* **Action item**:
Find the lines holding the string "clear" in the data, then copy all of them.

* **Material provided**:
PR #328, opened 2021-10-29
Register metrics on startup

conorbros:
Register all metrics on startup so they can be retrieved from the metrics endpoint without any needed to be actually be recorded yet.

### DIFF
--- a/shotover-proxy/src/server.rs
+++ b/shotover-proxy/src/server.rs
@@ -90,6 +90,7 @@ impl<C: Codec + 'static> TcpCodecListener<C> {
         tls: Option<TlsAcceptor>,
     ) -> Self {
         register_gauge!("shotover_available_connections", Unit::Count, "source" => source_name.clone());
+        gauge!("shotover_available_connections", limit_connections.available_permits() as f64, "source" => source_name.clone());
 
         TcpCodecListener {
             chain,
--- a/shotover-proxy/src/server.rs
+++ b/shotover-proxy/src/server.rs
@@ -4,7 +4,7 @@ use crate::transforms::chain::TransformChain;
 use crate::transforms::Wrapper;
 use anyhow::{anyhow, Result};
 use futures::StreamExt;
-use metrics::gauge;
+use metrics::{gauge, register_gauge, Unit};
 use std::sync::Arc;
 use tokio::io::{AsyncRead, AsyncWrite};
 use tokio::net::{TcpListener, TcpStream};
@@ -89,6 +89,8 @@ impl<C: Codec + 'static> TcpCodecListener<C> {
         shutdown_complete_tx: mpsc::Sender<()>,
         tls: Option<TlsAcceptor>,
     ) -> Self {
+        register_gauge!("shotover_available_connections", Unit::Count, "source" => source_name.clone());
+
         TcpCodecListener {
             chain,
             source_name,
--- a/shotover-proxy/src/transforms/mod.rs
+++ b/shotover-proxy/src/transforms/mod.rs
@@ -250,7 +250,11 @@ pub enum TransformsConfig {
 impl TransformsConfig {
     #[async_recursion]
     /// Return a new instance of the transform that the config is specifying.
-    pub async fn get_transforms(&self, topics: &TopicHolder) -> Result<Transforms> {
+    pub async fn get_transforms(
+        &self,
+        topics: &TopicHolder,
+        chain_name: String,
+    ) -> Result<Transforms> {
         match self {
             TransformsConfig::CassandraSinkSingle(c) => c.get_source().await,
             TransformsConfig::KafkaSink(k) => k.get_source().await,
@@ -265,7 +269,7 @@ impl TransformsConfig {
             TransformsConfig::DebugPrinter => Ok(Transforms::DebugPrinter(DebugPrinter::new())),
             TransformsConfig::Null => Ok(Transforms::Null(Null::default())),
             TransformsConfig::Loopback => Ok(Transforms::Loopback(Loopback::default())),
-            TransformsConfig::RedisSinkCluster(r) => r.get_source().await,
+            TransformsConfig::RedisSinkCluster(r) => r.get_source(chain_name).await,
             TransformsConfig::ParallelMap(s) => s.get_source(topics).await,
             //TransformsConfig::PoolConnections(s) => s.get_source(topics).await,
             TransformsConfig::Coalesce(s) => s.get_source().await,
@@ -282,7 +286,7 @@ pub async fn build_chain_from_config(
 ) -> Result<TransformChain> {
     let mut transforms: Vec<Transforms> = Vec::new();
     for tc in transform_configs {
-        transforms.push(tc.get_transforms(topics).await?)
+        transforms.push(tc.get_transforms(topics, name.clone()).await?)
     }
     Ok(TransformChain::new(transforms, name))
 }
--- a/shotover-proxy/src/transforms/query_counter.rs
+++ b/shotover-proxy/src/transforms/query_counter.rs
@@ -4,7 +4,7 @@ use crate::message::{ASTHolder, MessageDetails, QueryMessage};
 use crate::transforms::{Transform, Transforms, Wrapper};
 use anyhow::Result;
 use async_trait::async_trait;
-use metrics::counter;
+use metrics::{counter, register_counter, Unit};
 use serde::Deserialize;
 use sqlparser::ast::Statement;
 
@@ -16,6 +16,14 @@ pub struct QueryCounter {
 #[derive(Deserialize, Debug, Clone)]
 pub struct QueryCounterConfig {
     pub name: String,
+}
+
+impl QueryCounter {
+    pub fn new(counter_name: String) -> Self {
+        register_counter!("query_count", Unit::Count, "name" => counter_name.clone());
+
+        QueryCounter { counter_name }
+    }
 }
 
 #[async_trait]
@@ -72,8 +80,8 @@ impl Transform for QueryCounter {
 
 impl QueryCounterConfig {
     pub async fn get_source(&self) -> Result<Transforms> {
-        Ok(Transforms::QueryCounter(QueryCounter {
-            counter_name: self.name.clone(),
-        }))
+        Ok(Transforms::QueryCounter(QueryCounter::new(
+            self.name.clone(),
+        )))
     }
 }
--- a/shotover-proxy/src/transforms/redis/sink_cluster.rs
+++ b/shotover-proxy/src/transforms/redis/sink_cluster.rs
@@ -5,7 +5,7 @@ use async_trait::async_trait;
 use derivative::Derivative;
 use futures::stream::FuturesUnordered;
 use futures::{Future, StreamExt, TryFutureExt};
-use metrics::counter;
+use metrics::{counter, register_counter, Unit};
 use rand::prelude::SmallRng;
 use rand::SeedableRng;
 use redis_protocol::resp2::types::Frame;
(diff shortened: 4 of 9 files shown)


shotover-proxy/tests/runner/observability_int_tests.rs
```diff
@@ -1,17 +1,75 @@
...
+
+    println!("{}", body);
+
+    for s in expected {
+        assert!(body.contains(s));
+    }
+
+    // Check we still get the metrics after sending a couple requests
+
     redis::cmd("SET")
```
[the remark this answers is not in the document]
conorbros: We can't register the `"shotover_chain_latency"` histogram metric because there will be a different label for every client that connects. I can:

- register it without the client_details label
- register it with an empty client_details, but that means that there will be a useless group of metrics with `client_details="" ` remaining in the metrics.
- not register it at all 

I think option 1 is the best.

shotover-proxy/src/server.rs
```diff
@@ -89,6 +89,9 @@ impl<C: Codec + 'static> TcpCodecListener<C> {
         shutdown_complete_tx: mpsc::Sender<()>,
         tls: Option<TlsAcceptor>,
     ) -> Self {
+        register_gauge!("shotover_available_connections", Unit::Count, "source" => source_name.clone());
+        gauge!("shotover_available_connections", limit_connections.available_permits() as f64,"source" => source_name.clone());
```
rukai, line 93: missing space after f64

shotover-proxy/tests/runner/observability_int_tests.rs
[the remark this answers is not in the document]
rukai: yes, lets remove client_details, as long thats there preregistering shotover_chain_latency just adds noise.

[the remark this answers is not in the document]
conorbros: To be clear, you mean just remove it from the registration? We can't remove it entirely.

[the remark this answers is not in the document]
rukai: Yeah, I assume we need to remove it for the register to be useful.

> We can't remove it entirely.

why? is it important?

If it is needed then lets just not register it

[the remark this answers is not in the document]
rukai: ok lets remove the register then

shotover-proxy/src/transforms/query_counter.rs
```diff
@@ -18,6 +18,14 @@ pub struct QueryCounterConfig {
     pub name: String,
 }
 
+impl QueryCounter {
+    pub fn new(counter_name: String) -> Self {
+        register_counter!("query_count", Unit::Count, "name" => counter_name.clone());
```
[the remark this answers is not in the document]
conorbros: Raised an issue regarding QueryCounter #335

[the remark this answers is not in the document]
rukai: We can either:
* remove the QueryCounter changes from this PR
* add a note to the issue to add a test case for QueryCounter in test_metrics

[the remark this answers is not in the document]
conorbros: Added a note to create an int test for QueryCounter

shotover-proxy/tests/runner/observability_int_tests.rs
```diff
@@ -1,17 +1,77 @@
...
+        r#"shotover_chain_latency_sum{chain="redis_chain"}"#,
+        r#"shotover_chain_latency_count{chain="redis_chain"}"#,
+    ];
+
+    // check we get the metrics on startup
+    let mut body = http_request_metrics().await;
+
+    let lines = body.lines().collect::<Vec<&str>>().len();
+
+    for s in &expected {
```
rukai, line 68: should we also do that length check here?

Maybe pull the length check and element check into a helper function?

conorbros: I moved the element check. Couldn't find an obvious way to split out the length check, might become more clear once we add more metrics tests.

shotover-proxy/tests/runner/observability_int_tests.rs
```diff
@@ -26,16 +90,31 @@ async fn test_metrics() {
...
+    redis::cmd("GET")
+        .arg("the_key")
+        .query_async::<_, ()>(&mut connection)
+        .await
+        .unwrap();
+
+    std::thread::sleep(time::Duration::from_secs(1));
+    body = http_request_metrics().await;
+
+    let new_lines = vec![
```
rukai, line 102: Please add a TODO comment explaining that we dont actually assert on the contents of these yet, due to the randomized order of the labels but a proper solution needs to be investigated.
As is, this is very misleading!

shotover-proxy/tests/runner/observability_int_tests.rs
```diff
@@ -26,16 +90,34 @@ async fn test_metrics() {
...
-    assert!(body.contains("# TYPE shotover_available_connections gauge"));
-    assert!(body.contains("# TYPE shotover_transform_latency summary"));
-    assert!(body.contains("# TYPE shotover_chain_latency summary"));
+    redis::cmd("GET")
+        .arg("the_key")
+        .query_async::<_, ()>(&mut connection)
+        .await
+        .unwrap();
+
+    std::thread::sleep(time::Duration::from_secs(1));
```
rukai, line 99: Oh did we end up actually needing this sleep?

conorbros: I guess we could loop now that we are counting the lines?

rukai: nah, sleep is fine for now if we need it.
I just thought the issue turned out to not be a race condition.

rukai (changes requested):
LGTM

rukai (approved):

shotover-proxy/src/transforms/mod.rs
```diff
@@ -265,7 +269,7 @@ impl TransformsConfig {
             TransformsConfig::DebugPrinter => Ok(Transforms::DebugPrinter(DebugPrinter::new())),
             TransformsConfig::Null => Ok(Transforms::Null(Null::default())),
             TransformsConfig::Loopback => Ok(Transforms::Loopback(Loopback::default())),
-            TransformsConfig::RedisSinkCluster(r) => r.get_source().await,
+            TransformsConfig::RedisSinkCluster(r) => r.get_source(chain_name).await,
```
benbromhead, line 272: Why do we pass in the transform name on creation this one when we do it differently on runtime (which all other transforms then use)?

Transforms dynamically get their chain name here from `src/transforms/mod.rs`:


```rust
pub async fn call_next_transform(mut self) -> ChainResponse {
        if self.transforms.is_empty() {
            panic!("The transform chain does not end with a terminating transform. If you want to throw the messages away use a Null transform, otherwise use a terminating sink transform to send the messages somewhere.");
        }
        let transform = self.transforms.remove(0);

        let transform_name = transform.get_name();
        let chain_name = self.chain_name.clone();

        let start = Instant::now();
        let result = CONTEXT_CHAIN_NAME
            .scope(chain_name, transform.transform(self))
            .await;
        counter!("shotover_transform_total", 1, "transform" => transform_name);
        if result.is_err() {
            counter!("shotover_transform_failures", 1, "transform" => transform_name)
        }
        histogram!("shotover_transform_latency", start.elapsed(),  "transform" => transform_name);
        result
    }
```

It might actually be better to do do all the name / metrics setup by wrapping the chain setup function here:    

```rust
async fn _prep_transform_chain(&mut self, t: &mut TransformChain) -> Result<()> {}
```

Then actually calling that whenever we setup a transform chain (which will happen on startup).

shotover-proxy/src/transforms/redis/sink_cluster.rs
```diff
@@ -97,6 +83,36 @@ pub struct RedisSinkCluster {
 }
 
 impl RedisSinkCluster {
+    pub fn new(
+        first_contact_points: Vec<String>,
+        connection_count: usize,
+        tls: Option<TlsConfig>,
+        chain_name: String,
+    ) -> Result<Self> {
+        register_counter!("redis_cluster_failed_request", Unit::Count, "chain" => chain_name);
```
XA21X, line 92: Just checking that we want two ways of passing the chain name into this transform? (Task local variable used to get the name for incrementing this counter.) Was there a blocker using the existing method? Or do we want to get rid of the task local variable in the future?

XA21X (approved):

shotover-proxy/src/transforms/redis/sink_cluster.rs
benbromhead, line 92: We should seperate this out to use prep_transform_chain

shotover-proxy/src/transforms/mod.rs
benbromhead: `async fn _prep_transform_chain(&mut self, t: &mut TransformChain) -> Result<()> {}`
 
Could then also use the same chain name injection as above?

It is fairly "magic" and non-explicit... but we should do it all the same way, rather than 2 different ways.

shotover-proxy/src/transforms/redis/sink_cluster.rs
benbromhead: new only gets called on shotover startup. Whereas prep_transform_chain (at least used to) get called for each new one iirc...

benbromhead (changes requested):
We need to address the chain name mechanism before merging this. See above comments

shotover-proxy/src/transforms/redis/sink_cluster.rs
XA21X: Prep_transform_chain isn't used anymore. Do we want to revive it?

shotover-proxy/src/transforms/mod.rs
rukai: Good thinking, I agree.
I'm thinking we should refactor all transform name accesses to come from CONTEXT_CHAIN_NAME in https://github.com/shotover/shotover-proxy/pull/336
Then come back to this PR once thats merged.

rukai: oh wait, CONTEXT_CHAIN_NAME probably has the name of the chain not the transform...

rukai: ah, so you are suggesting to create a CONTEXT_TRANSFORM_NAME?

rukai: Oh I see whats happened. You are talking about chain names but accidentally said "transform name".

rukai: I actually dont think we want to use CONTEXT_CHAIN_NAME here.
CONTEXT_CHAIN_NAME was a hack because we didnt want to pass the chain name really deep into the callstack.

And I think trying trying to use it here would cause problems!
Initializing chains is recursive and CONTEXT_CHAIN_NAME doesnt function like a stack so a recursive chain setup would leave the wrong value in CONTEXT_CHAIN_NAME when it finishes.

shotover-proxy/src/transforms/redis/sink_cluster.rs
rukai: I would like to avoid it if possible.
I would want a pretty good reason for having any initialization outside of new.

shotover-proxy/src/transforms/mod.rs
benbromhead: in that case let's create a ticket to figure out "getting names into things properly and with (hopefully) one way of doing it" and I'm happy for this to get merged

shotover-proxy/src/transforms/redis/sink_cluster.rs
benbromhead: the problem is chains that get lazily initialized from a clone of an existing base chain (e.g. load_balance.rs). They will all have the same name (this happens now anyway).

Again happy to get this merged as we are not going to head down the CONTEXT_CHAIN_NAME path... and address this in a seperate ticket as this doesn't break anything, but rather warrents a discussion about how we do things.

benbromhead (approved):

shotover-proxy/src/transforms/redis/sink_cluster.rs
rukai: Ill make an issue

shotover-proxy/src/transforms/mod.rs
conorbros: I originally attempted to use CONTEXT_CHAIN_NAME but it's only available when you're running a chain, not on initialisation.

* **Your solution**:
conorbros: To be clear, you mean just remove it from the registration? We can't remove it entirely.
conorbros: I moved the element check. Couldn't find an obvious way to split out the length check, might become more clear once we add more metrics tests.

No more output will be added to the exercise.